Bits, Nats, Perplexity, and BPB

The standard training loss for language models. For a model $q$ predicting tokens from a true distribution $p$ over vocabulary $V$:

$H_{\text{nats}}(p, q) = -\sum_{v \in V} p(v) \log q(v)$

where $\log$ is the natural logarithm (base $e$). This is what PyTorch's CrossEntropyLoss returns. The unit is nats (natural units of information).

A perfect model achieves $H_{\text{nats}} = H(p)$, the entropy of the true distribution. For natural language, this is typically 2 to 5 nats per token depending on the tokenizer and domain.
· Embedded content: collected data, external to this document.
Issue #3391, opened 2018-02-16
cache-rebuild causes modules in "/sites/example.com/modules/" to stop working


noah-st-amand:
Whenever I run "drush cr", all the custom modules I have in "/sites/example.com/modules/" stop working, and I have to disable then re-enable them to get them working again. I have additional custom modules in /modules/custom that are unaffected. Clearing caches from the Drupal interface doesn't cause this problem.

There's nothing in the watchdog table to indicate why the modules stop working. This seems to be new as of 9.1—previously I used drush to rebuild the cache regularly without encountering this problem. It's happening in multiple server environments.

weitzman:
I don't know offhand why this would be happenning. Try passing `--uri=http://example.com` to see if it is resolved.

noah-st-amand:
Thanks—I tried passing in the uri, I'm still seeing the same problem.

I went through and cleared each cache with "drush cc", and the issue didn't occur, only rebuilding from drush appears to cause it. I also tested rebuilding via "/core/rebuild.php" and that also didn't trigger the problem.

I'm happy to hack around trying to isolate what's causing this, but I'm not sure where to start in /vendor/drush/...

A clarification: modules in "/sites/example.com/modules/" are still enabled after running "drush cr", they just don't work (e.g., any blocks they're generating appear as "This block is broken or missing. You may be missing content or you might need to enable the original module.", any hooks in the modules aren't run, etc.). Disabling them and re-enabling the modules restores their functionality.

jhuhta:
I'm suffering from the same problem I think. I see severe caching problems after upgrading to drush 9, mostly if not entirely related to custom code. I didn't realize before seeing this issue, that it might be the cr breaking everything, as it usually fixes everything, but yes, that's what it does. Everything works until cr. To be able to fix the broken caches, I needed to issue TRUNCATE statements to the cache_* tables, hitting button from the UI wasn't enough.

Using 9.2.1 currently (or at least before downgrading to drush8) with D8.4.5 and varnish. Any tips on how to debug this further are appreciated.

jhuhta:
It seems to me that drush is somehow assuming the site dir is sites/default, and fails when that is not the case. On the problematic site I had just some default files there, there real site dir is "example.com". It doesn't matter whether the "default" dir exists or not, though.

I can work around the problem by removing default "default" dir and symlinking "default" to "example.com". 

[...]

PR #4713, opened 2021-03-27
Fixed use of DRUPAL_ROOT in cache:rebuild command.

### LINKED ISSUE #4712: `drush cr` doesn't work if Drupal is symlinked in by Composer (Drush 12)
**Describe the bug**

If Drupal core is symlinked in by Composer (see https://github.com/joachim-n/drupal-core-composer) then `drush cr` fails with an error message about no hash salt.

This is because DrupalKernel and Settings get initialised with the wrong app root.

This is because CacheCommands::rebuild() is using the DRUPAL_ROOT constant that gets set by includes/bootstrap.inc, and it shouldn't, because that constant is assuming the Drupal package is in the standard place. (See https://www.drupal.org/project/drupal/issues/1792310 for more on this.)

The fix is actually very simple. By some magic I don't understand, the PHP current directory is already set to the app root at this point. So we can simply use getcwd().

MR coming.

**To Reproduce**

Installed Drupal with https://github.com/joachim-n/drupal-core-composer. Did `drush cr`.

**Expected behavior**

It works.

**Actual behavior**

Error message.

**Workaround**

Clear it in the UI, probably.

### System Configuration
| Q               | A
| --------------- | ---
| Drush version?  | 10.x
| Drupal version? | 9.2
| PHP version     | 7.4
| OS?             | Mac

**Additional information**

joachim-n:
Fixes #4712.

### DIFF
--- a/src/Commands/core/CacheCommands.php
+++ b/src/Commands/core/CacheCommands.php
@@ -212,7 +212,13 @@ class CacheCommands extends DrushCommands implements CustomEventAwareInterface, 
             $this->logger()->info(dt("Skipping cache-clear operation due to --no-cache-clear option."));
             return true;
         }
-        chdir(DRUPAL_ROOT);
+
+        // Through some magic I don't claim to understand, the current directory
+        // is already the web root.
+        // Use this, and NOT the DRUPAL_ROOT constant, as that is unreliable if
+        // the Drupal package is not installed in the usual location and
+        // symlinked in by Composer.
+        $root = getcwd();
 
         // We no longer clear APC and similar caches as they are useless on CLI.
         // See https://github.com/drush-ops/drush/pull/2450
@@ -226,7 +232,6 @@ class CacheCommands extends DrushCommands implements CustomEventAwareInterface, 
         DrupalKernel::bootEnvironment();
 
         // Avoid 'Only variables should be passed by reference'
-        $root  = DRUPAL_ROOT;
         $site_path = DrupalKernel::findSitePath($request);
         Settings::initialize($root, $site_path, $autoloader);
 


weitzman:
Thanks for the PR. If the constant is unreliable, that’s a core bug and I'd rather not work around it in Drush. We use DRUPAL_ROOT elsewhere as well.

joachim-n:
Well in the relevant core issue, https://www.drupal.org/project/drupal/issues/1792310, there is discussion about deprecating DRUPAL_ROOT. So I think removing it from Drush would be a good idea.

weitzman:
If that constant goes away, we'll use whatever its replacement is.

shaal:
@joachim-n Thank you for point me to this PR.
I'll utilize this trick in DrupalPod.

Without this, when using the special structure of `/repos/drupal/core` that is  symlinked via composer into `/web/core`, it is impossible to run the most popular and important drush command of all time - `drush cr`.

Even if this does get fixed in Drupal core, older Drupal versions (8.9.x, 9.1.x, 9.2.x) won't be able to take advantage of this fix.

joachim-n:
@shaal I think I've fixed the problem this PR had with newer versions of Drush.
I've pushed it to the this MR's branch, but it's not showing up here. Can you figure it out?

joachim-n:
Ah nope, drush cr still kills off contrib modules.

weitzman:
Can you try out https://github.com/drush-ops/drush/pull/5147 and see if it helps? You can prob just hack your Drush directly since only a few lines changed.

> Ah nope, drush cr still kills off contrib modules.

That sounds like https://github.com/drush-ops/drush/issues/3391 (which is thought to be a drupal core problem)

shaal:
@weitzman I tried applying patch #5147 it doesn't solve the problem; it has the same issue as in @joachim-n's patch.

I tested it locally (https://github.com/joachim-n/drupal-core-development-project + patch in this issue, as well as patch in #5147), and I tested it using DrupalPod.
The problem remains the same, on a special Drupal core setup, using `repos/drupal` and symlink `core` and `vendor` directories - running `drush cr` hides any contrib modules installed. Clearing cache in UI restore expected functionality.

Steps to replicate:
1. [Open Drupal core in DrupalPod](https://gitpod.io/#DP_PROJECT_NAME=drupal,,DP_PROJECT_TYPE=project_core,DP_MODULE_VERSION=9.4.x,DP_CORE_VERSION=9.4.x,DP_INSTALL_PROFILE=standard/https://github.com/shaal/drupalpod)
1. Log in as admin (admin / admin)
1. Go to `/admin/modules`
1. Confirm `admin_toolbar` module is installed
1. Go to `/admin/config/development/performance`
1. Press the button `Clear all caches`
1. Confirm `admin_toolbar` is still installed.
1. In terminal, type `ddev drush cr`
1. Notice that now `admin_toolbar` is no longer installed.
1. Clear cache through the UI
1. `admin_toolbar` is installed as expected.

weitzman:
Would be good if someone could see if https://github.com/drush-ops/drush/issues/3391 is at fault. the symptom is the same.

joachim-n:
I don't think this is easily fixable in Drush.

```
function drupal_rebuild($class_loader, Request $request) {
```

This doesn't allow us to pass in anything about the app root, and so it will go to DrupalKernel::guessApplicationRoot(), which just works with __DIR__ and so will get it wrong.

The only thing to do would be for Drush to make a copy of drupal_rebuild() which passes in the correct app root when instantiating DrupalKernel. I doubt @weitzman would be happy with that!

weitzman:
Thanks for the analysis.

You are right that I don't relish maintaining a copy of drupal_rebuild(). I will however pass $root to it (see #5149) , and then interested folks can petition Drupal core to add an optional param to it. I don't see why anyone would object to that. That patch could be safely backported to 9.x and 8.x. 

> can a package alter an existing command to switch its callback?

Yes, see https://github.com/consolidation/annotated-command#replace-command-hook. Perhaps https://github.com/consolidation/annotated-command#commandinfo-alterers would work as well.

joachim-n:
>  I will however pass $root to it

I don't think that's needed -- when the core DRUPAL_ROOT issue is fixed, this all should Just Work (famous last words!!)

weitzman:
> Though a fix to drupal_rebuild() might get in sooner, OTOH.

Right.

shaal:
@joachim with #5149, do you think it can fix the problem we're seeing (before drupal core fixes it)

joachim-n:
@shaal I've pushed a Drush command replacement to the composer project. Can you have a look?

weitzman:
Code looks good. If you verified that your code is getting called instead drush's, then its good. If you have trouble with that, see https://www.drush.org/latest/commands/#auto-discovered-commands

shaal:
@joachim-n I tested your latest update in DrupalPod https://github.com/joachim-n/drupal-core-development-project/commit/e3f5c7f362039dce851a4b8da53abe443d423d35

It works! Thank you!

The same cross-entropy, but using $\log_2$ instead of $\ln$:

$H_{\text{bits}} = \frac{H_{\text{nats}}}{\ln 2} \approx \frac{H_{\text{nats}}}{0.6931}$

The unit is bits (binary digits of information). One nat $\approx$ 1.4427 bits. One bit $\approx$ 0.6931 nats. Information theory traditionally uses bits; machine learning traditionally uses nats.

The exponential of the cross-entropy:

$\text{PPL} = e^{H_{\text{nats}}} = 2^{H_{\text{bits}}}$

Perplexity has an intuitive interpretation: a perplexity of $k$ means the model is "as confused as if it were choosing uniformly among $k$ equally likely tokens at each step."

PPL = 1 means perfect prediction. PPL = $|V|$ means uniform random guessing over the vocabulary. For modern language models on standard benchmarks, PPL is typically 5 to 30.

Cross-entropy in bits, normalized by the number of UTF-8 bytes rather than the number of tokens:

$\text{BPB} = \frac{H_{\text{bits}} \times (\text{number of tokens})}{(\text{number of bytes in text})}$

BPB is tokenizer-independent: two models with different tokenizers can be compared directly because the normalization is by bytes, not tokens.

Typical values: 0.5 to 1.0 BPB for strong language models on English text. Shannon's estimate of English entropy is roughly 0.8 to 1.3 bits per character.